| PROBLEM REQUIREMENTS |
In the records below, which lines include "transformation"? Copy them.

| DATA SECTION |

PR #1168, opened 2016-04-11
[GEOT-5396] Support Rotated Pole projection

mfilocha:
Add new transformation used often by Numerical Weather Forecasting community to support "Rotated Pole" coordinates. That transformation is also available in proj.4 as "+proj=ob_tran".

For initial idea of this pull request, see:
http://osgeo-org.1560.x6.nabble.com/Rotated-pole-coordinate-system-td5204800.html

This transformation is intended to replace a "GeneralOblique" one for two reasons:
- better self-descriptive name
- _latitudeOfOrigin_ parameter is consistent with its name (latitude of a new origin, not of a transformed Pole, as in proj.4).

For details, see:
http://osgeo-org.1560.x6.nabble.com/Problem-with-General-Oblique-transform-latitude-td5257089.html
And:
[GEOT-5396] Support Rotated Pole projection
https://osgeo-org.atlassian.net/browse/GEOT-5396

### DIFF
--- a/modules/library/referencing/src/test/resources/org/geotools/referencing/test-data/scripts/RotatedPole.txt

| SOLUTION |
Add new transformation used often by Numerical Weather Forecasting community to support "Rotated Pole" coordinates. That transformation is also available in proj.4 as "+proj=ob_tran".
This transformation is intended to replace a "GeneralOblique" one for two reasons:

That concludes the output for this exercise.